The quadratic equation 9x² + x - 5 = 0 can be solved using the quadratic formula: $x = \frac-b \pm \sqrt{b^2 - 4ac}}{2a}$ In this case, a = 9, b = 1, and c = -5. Plugging these values into the formula, we get $x = \frac{-1 \pm \sqrt{1^2 - 4(9)(-5)}2(9)} = \frac{-1 \pm \sqrt{1 + 180}}{18} = \frac{-1 \pm \sqrt{181}}{18}$ This yields two values for x $x_1 = \frac{-1 + \sqrt{181}{18} \approx 0.685$ $x_2 = \frac{-1 - \sqrt{181}}{18} \approx -0.796$ For each of these x values, we can find the corresponding y values using y = 5 - x:

  • For x₁ ≈ 0.685, y₁ = 5 - 0.685 ≈ 4.315
  • For x₂ ≈ -0.796, y₂ = 5 - (-0.796) ≈ 5.796

Thus, Option 1 allows us to find the solution set systematically.

Option 2: Detailed Analysis

Option 2 presents the equation y = 9y² - 90y + 225. This is a quadratic equation in y, which can be rewritten as 9y² - 91y + 225 = 0. While we can solve for y using the quadratic formula, we would still need to substitute each y value back into one of the original equations (e.g., x + y = 5) to find the corresponding x values.
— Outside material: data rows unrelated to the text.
PR #480, opened 2024-05-20
Update to zlib-ng and minizip-ng using git submodules

mikelow:
This replaces the vendored versions of zlib and minizip with [zlib-ng](https://github.com/zlib-ng/zlib-ng) and [minizip-ng](https://github.com/zlib-ng/minizip-ng) via git submodules.

I ran into some difficulty getting minizip-ng to build with a sibling zlib-ng dependency. Minizip-ng's CMake script uses a find_package() script to find an existing zlib-ng lib at configuration time. However, since the zlib-ng dependency will not have been built yet, this poses a problem.

My solution is to set all of the vars that would result from a successful find_package() call were zlib-ng already built - effectively, trick the minizip-ng CMake script. However, the other complication is that zlib-ng must be built before minizip-ng. To ensure this, I add zlib-ng within the root CMake script, and add minizip-ng in a child CMake script (src/main/CMakeLists.txt).

If there is a cleaner way to do all of this, I would love to be corrected.

## Motivation and Context
[This PR](https://github.com/vgmtrans/vgmtrans/pull/475) updated the vendored zlib version in an effort to remove warnings, but we decided a better approach would be to migrate to zlib-ng and include it as a git submodule, hence my work here. [This PR](https://github.com/vgmtrans/vgmtrans/pull/479) also attempts to add zlib-ng and minizip-ng, however, I encountered a number of problems with that branch, which I will discuss there shortly.

## How Has This Been Tested?
I tested building the app on MacOS, Windows 10, and Ubuntu 22.04. I verified that minizip-ng is utilizing zlib-ng in the CMake configuration step. I also made sure that the CMake script remains compatible with the Visual Studio toolchain.

## Types of changes

- [x] Clean up / Update dependencies

## Checklist:


sykhro:
> If there is a cleaner way to do all of this, I would love to be corrected.

Your approach is close.
We need `USE_VENDORED_ZLIBNG` CMake options for friendliness with Linux distros.
At that point, after `add_subdirectory(minizipng)`:

```cmake
if (USE_VENDORED_ZLIBNG)
  add_dependencies(minizipng zlibstatic)
endif()
```

also, for paths to the compiled libraries, prefer `$<TARGET_FILE:tgt>` [docs](https://cmake.org/cmake/help/latest/manual/cmake-generator-expressions.7.html#genex:TARGET_FILE) to grab the path directly from what cmake will generate. So you'd have `$<TARGET_FILE:zlibstatic>` , which also works in case of IMPORTED targets (when not using the vendored option)

sykhro (changes requested):
See comment in PR page

mikelow:
Excellent, thank you for the feedback. I've updated the CMake scripts, hopefully in line with your suggestions. I've moved the zlib-ng stuff out of the root CMake script and into /src/main/CMakeLists.txt file, preceding minizip-ng. I assume you believe it is preferable to include both libraries here instead of in the root CMakeLists.txt file.

Another change I made is to move the lib output directory path from:
${CMAKE_CURRENT_BINARY_DIR}/somelib

to:
${CMAKE_BINARY_DIR}/lib/somelib

I am curious if you have any thoughts on or if you are familiar with [this so-called super project pattern](https://twdev.blog/2024/02/cmake_external_project/) for CMake, which utilizes ExternProject_Add to simplify dependency management.

sykhro (approved):

sykhro:
> I am curious if you have any thoughts on or if you are familiar with [this so-called super project pattern](https://twdev.blog/2024/02/cmake_external_project/) for CMake, which utilizes ExternProject_Add to simplify dependency management.

Never had good experiences with `ExternalProject_Add`: there aren't great CMake resources around, many projects have subpar trees. Also the cloning being part of the build process can lead to unexpected pains (CI lacking permissions, more chance for random firewalls rules/AV to interfere, ...).

I remember a project where failures in`ExternalProject_Add` resulted in the whole git tree being reset. Wasn't fun losing changes like that :)

If this is about third-party dependencies, the comfiest thing (excluding vendoring) is probably `vcpkg` or `conan`. If this is about managing codependent projects, dunno. I've been trying `git-subrepo` with mixed success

This adds an extra step compared to Option 1, where the y values are directly obtained from the x values.

Solving the quadratic equation 9y² - 91y + 225 = 0 using the quadratic formula: $y = \frac-b \pm \sqrt{b^2 - 4ac}}{2a}$ Here, a = 9, b = -91, and c = 225. Plugging these values in, we get $y = \frac{91 \pm \sqrt{(-91)^2 - 4(9)(225)}2(9)} = \frac{91 \pm \sqrt{8281 - 8100}}{18} = \frac{91 \pm \sqrt{181}}{18}$ The two values for y are $y_1 = \frac{91 + \sqrt{181}{18} \approx 5.796$ $y_2 = \frac{91 - \sqrt{181}}{18} \approx 4.315$ For each y value, we use x = 5 - y to find the corresponding x values:

  • For y₁ ≈ 5.796, x₁ = 5 - 5.796 ≈ -0.796
  • For y₂ ≈ 4.315, x₂ = 5 - 4.315 ≈ 0.685

Notice that these are the same solution pairs as we found with Option 1, but the process is slightly less direct.

Conclusion

After a thorough analysis, it is evident that both options are mathematically derived from the original system. However, Option 1 offers a more straightforward path to solving for x and then finding y, making it a more directly equivalent system. Option 2, while valid, requires an additional step of back-substitution to find the x values once the y values are determined. Therefore, the system in Option 1 is the most efficient and directly equivalent system to the original system of equations.

Option 1: {5x=9x2y=5x\left\{\begin{aligned} 5-x & =9 x^2 \\ y & =5-x\end{aligned}\right.

This detailed analysis highlights the importance of understanding the relationships between equations in a system and how substitutions can be used to simplify and solve them. The most equivalent system is the one that most clearly and directly leads to the solution set.